# Data provided

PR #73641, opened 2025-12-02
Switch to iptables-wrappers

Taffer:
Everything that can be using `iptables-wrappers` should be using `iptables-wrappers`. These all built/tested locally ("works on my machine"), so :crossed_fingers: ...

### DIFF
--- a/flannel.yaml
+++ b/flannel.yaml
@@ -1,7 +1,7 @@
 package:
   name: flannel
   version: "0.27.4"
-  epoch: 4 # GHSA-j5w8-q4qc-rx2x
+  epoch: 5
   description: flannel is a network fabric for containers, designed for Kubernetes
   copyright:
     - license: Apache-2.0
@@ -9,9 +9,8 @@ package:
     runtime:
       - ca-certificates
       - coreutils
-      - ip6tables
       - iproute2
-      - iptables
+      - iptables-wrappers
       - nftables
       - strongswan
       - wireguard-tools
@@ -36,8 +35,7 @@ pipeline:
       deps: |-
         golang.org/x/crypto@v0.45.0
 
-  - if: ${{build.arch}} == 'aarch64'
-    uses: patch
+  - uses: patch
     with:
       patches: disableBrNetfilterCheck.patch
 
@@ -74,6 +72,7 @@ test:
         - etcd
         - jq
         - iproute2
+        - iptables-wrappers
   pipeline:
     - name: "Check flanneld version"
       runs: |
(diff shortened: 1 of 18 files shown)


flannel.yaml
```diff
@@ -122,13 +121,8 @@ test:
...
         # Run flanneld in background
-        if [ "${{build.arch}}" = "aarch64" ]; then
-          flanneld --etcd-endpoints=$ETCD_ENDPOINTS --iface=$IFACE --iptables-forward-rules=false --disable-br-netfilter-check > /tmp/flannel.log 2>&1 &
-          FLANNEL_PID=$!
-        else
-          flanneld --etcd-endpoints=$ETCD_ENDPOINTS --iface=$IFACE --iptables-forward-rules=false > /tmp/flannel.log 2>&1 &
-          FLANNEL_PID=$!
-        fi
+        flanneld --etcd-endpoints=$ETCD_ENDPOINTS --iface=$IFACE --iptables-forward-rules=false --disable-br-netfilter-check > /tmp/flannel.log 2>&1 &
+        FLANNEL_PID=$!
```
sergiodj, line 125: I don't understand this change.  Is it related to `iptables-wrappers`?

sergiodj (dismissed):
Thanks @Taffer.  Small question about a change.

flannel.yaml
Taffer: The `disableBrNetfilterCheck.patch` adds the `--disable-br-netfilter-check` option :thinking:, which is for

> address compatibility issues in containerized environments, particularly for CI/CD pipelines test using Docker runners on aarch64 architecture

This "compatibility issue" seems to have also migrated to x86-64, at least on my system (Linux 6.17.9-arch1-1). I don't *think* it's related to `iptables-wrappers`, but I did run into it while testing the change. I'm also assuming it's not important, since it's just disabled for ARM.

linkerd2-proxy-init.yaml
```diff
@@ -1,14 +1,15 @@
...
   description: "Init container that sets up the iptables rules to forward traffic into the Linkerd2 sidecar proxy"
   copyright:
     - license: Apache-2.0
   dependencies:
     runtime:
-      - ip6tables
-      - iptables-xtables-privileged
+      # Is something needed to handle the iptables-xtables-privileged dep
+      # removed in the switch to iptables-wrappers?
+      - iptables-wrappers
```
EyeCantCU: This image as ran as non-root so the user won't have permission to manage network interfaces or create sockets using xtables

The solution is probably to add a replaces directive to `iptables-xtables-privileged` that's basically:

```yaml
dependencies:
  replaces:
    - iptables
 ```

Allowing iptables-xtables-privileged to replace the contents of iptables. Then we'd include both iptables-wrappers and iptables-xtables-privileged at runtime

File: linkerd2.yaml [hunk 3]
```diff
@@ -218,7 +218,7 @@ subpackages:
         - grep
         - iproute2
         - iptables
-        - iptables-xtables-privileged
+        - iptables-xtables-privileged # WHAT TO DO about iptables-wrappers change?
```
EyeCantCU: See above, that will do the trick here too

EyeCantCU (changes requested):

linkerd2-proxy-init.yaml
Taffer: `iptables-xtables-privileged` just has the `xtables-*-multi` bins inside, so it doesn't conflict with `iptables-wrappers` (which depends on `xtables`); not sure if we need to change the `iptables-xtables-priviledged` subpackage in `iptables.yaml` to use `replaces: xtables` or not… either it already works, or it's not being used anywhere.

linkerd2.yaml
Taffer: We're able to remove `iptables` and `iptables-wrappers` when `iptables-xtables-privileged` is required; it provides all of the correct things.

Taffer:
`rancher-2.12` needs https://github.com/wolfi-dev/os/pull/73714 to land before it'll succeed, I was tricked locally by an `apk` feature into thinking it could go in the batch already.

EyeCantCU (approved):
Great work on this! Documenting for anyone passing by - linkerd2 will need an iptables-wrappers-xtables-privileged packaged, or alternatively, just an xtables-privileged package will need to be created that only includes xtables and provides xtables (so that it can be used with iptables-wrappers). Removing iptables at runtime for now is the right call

# Exercise brief
Each of the records is to be written out again without alteration.

# Answer to the problem
PR #73641, opened 2025-12-02
Switch to iptables-wrappers

Taffer:
Everything that can be using `iptables-wrappers` should be using `iptables-wrappers`. These all built/tested locally ("works on my machine"), so :crossed_fingers: ...

### DIFF
--- a/flannel.yaml
+++ b/flannel.yaml
@@ -1,7 +1,7 @@
 package:
   name: flannel
   version: "0.27.4"
-  epoch: 4 # GHSA-j5w8-q4qc-rx2x
+  epoch: 5
   description: flannel is a network fabric for containers, designed for Kubernetes
   copyright:
     - license: Apache-2.0
@@ -9,9 +9,8 @@ package:
     runtime:
       - ca-certificates
       - coreutils
-      - ip6tables
       - iproute2
-      - iptables
+      - iptables-wrappers
       - nftables
       - strongswan
       - wireguard-tools
@@ -36,8 +35,7 @@ pipeline:
       deps: |-
         golang.org/x/crypto@v0.45.0
 
-  - if: ${{build.arch}} == 'aarch64'
-    uses: patch
+  - uses: patch
     with:
       patches: disableBrNetfilterCheck.patch
 
@@ -74,6 +72,7 @@ test:
         - etcd
         - jq
         - iproute2
+        - iptables-wrappers
   pipeline:
     - name: "Check flanneld version"
       runs: |
(diff shortened: 1 of 18 files shown)


flannel.yaml
```diff
@@ -122,13 +121,8 @@ test:
...
         # Run flanneld in background
-        if [ "${{build.arch}}" = "aarch64" ]; then
-          flanneld --etcd-endpoints=$ETCD_ENDPOINTS --iface=$IFACE --iptables-forward-rules=false --disable-br-netfilter-check > /tmp/flannel.log 2>&1 &
-          FLANNEL_PID=$!
-        else
-          flanneld --etcd-endpoints=$ETCD_ENDPOINTS --iface=$IFACE --iptables-forward-rules=false > /tmp/flannel.log 2>&1 &
-          FLANNEL_PID=$!
-        fi
+        flanneld --etcd-endpoints=$ETCD_ENDPOINTS --iface=$IFACE --iptables-forward-rules=false --disable-br-netfilter-check > /tmp/flannel.log 2>&1 &
+        FLANNEL_PID=$!
```
sergiodj, line 125: I don't understand this change.  Is it related to `iptables-wrappers`?

sergiodj (dismissed):
Thanks @Taffer.  Small question about a change.

flannel.yaml
Taffer: The `disableBrNetfilterCheck.patch` adds the `--disable-br-netfilter-check` option :thinking:, which is for

> address compatibility issues in containerized environments, particularly for CI/CD pipelines test using Docker runners on aarch64 architecture

This "compatibility issue" seems to have also migrated to x86-64, at least on my system (Linux 6.17.9-arch1-1). I don't *think* it's related to `iptables-wrappers`, but I did run into it while testing the change. I'm also assuming it's not important, since it's just disabled for ARM.

linkerd2-proxy-init.yaml
```diff
@@ -1,14 +1,15 @@
...
   description: "Init container that sets up the iptables rules to forward traffic into the Linkerd2 sidecar proxy"
   copyright:
     - license: Apache-2.0
   dependencies:
     runtime:
-      - ip6tables
-      - iptables-xtables-privileged
+      # Is something needed to handle the iptables-xtables-privileged dep
+      # removed in the switch to iptables-wrappers?
+      - iptables-wrappers
```
EyeCantCU: This image as ran as non-root so the user won't have permission to manage network interfaces or create sockets using xtables

The solution is probably to add a replaces directive to `iptables-xtables-privileged` that's basically:

```yaml
dependencies:
  replaces:
    - iptables
 ```

Allowing iptables-xtables-privileged to replace the contents of iptables. Then we'd include both iptables-wrappers and iptables-xtables-privileged at runtime

File: linkerd2.yaml [hunk 3]
```diff
@@ -218,7 +218,7 @@ subpackages:
         - grep
         - iproute2
         - iptables
-        - iptables-xtables-privileged
+        - iptables-xtables-privileged # WHAT TO DO about iptables-wrappers change?
```
EyeCantCU: See above, that will do the trick here too

EyeCantCU (changes requested):

linkerd2-proxy-init.yaml
Taffer: `iptables-xtables-privileged` just has the `xtables-*-multi` bins inside, so it doesn't conflict with `iptables-wrappers` (which depends on `xtables`); not sure if we need to change the `iptables-xtables-priviledged` subpackage in `iptables.yaml` to use `replaces: xtables` or not… either it already works, or it's not being used anywhere.

linkerd2.yaml
Taffer: We're able to remove `iptables` and `iptables-wrappers` when `iptables-xtables-privileged` is required; it provides all of the correct things.

Taffer:
`rancher-2.12` needs https://github.com/wolfi-dev/os/pull/73714 to land before it'll succeed, I was tricked locally by an `apk` feature into thinking it could go in the batch already.

EyeCantCU (approved):
Great work on this! Documenting for anyone passing by - linkerd2 will need an iptables-wrappers-xtables-privileged packaged, or alternatively, just an xtables-privileged package will need to be created that only includes xtables and provides xtables (so that it can be used with iptables-wrappers). Removing iptables at runtime for now is the right call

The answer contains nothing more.